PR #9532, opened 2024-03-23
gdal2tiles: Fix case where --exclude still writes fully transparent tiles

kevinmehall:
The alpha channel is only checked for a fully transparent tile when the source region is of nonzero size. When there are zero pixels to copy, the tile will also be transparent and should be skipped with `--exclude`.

» **WHAT THE TASK ASKS**
Output each line of the listing in which the string "transparent" is found.

» **FINAL ANSWER**
gdal2tiles: Fix case where --exclude still writes fully transparent tiles
The alpha channel is only checked for a fully transparent tile when the source region is of nonzero size. When there are zero pixels to copy, the tile will also be transparent and should be skipped with `--exclude`.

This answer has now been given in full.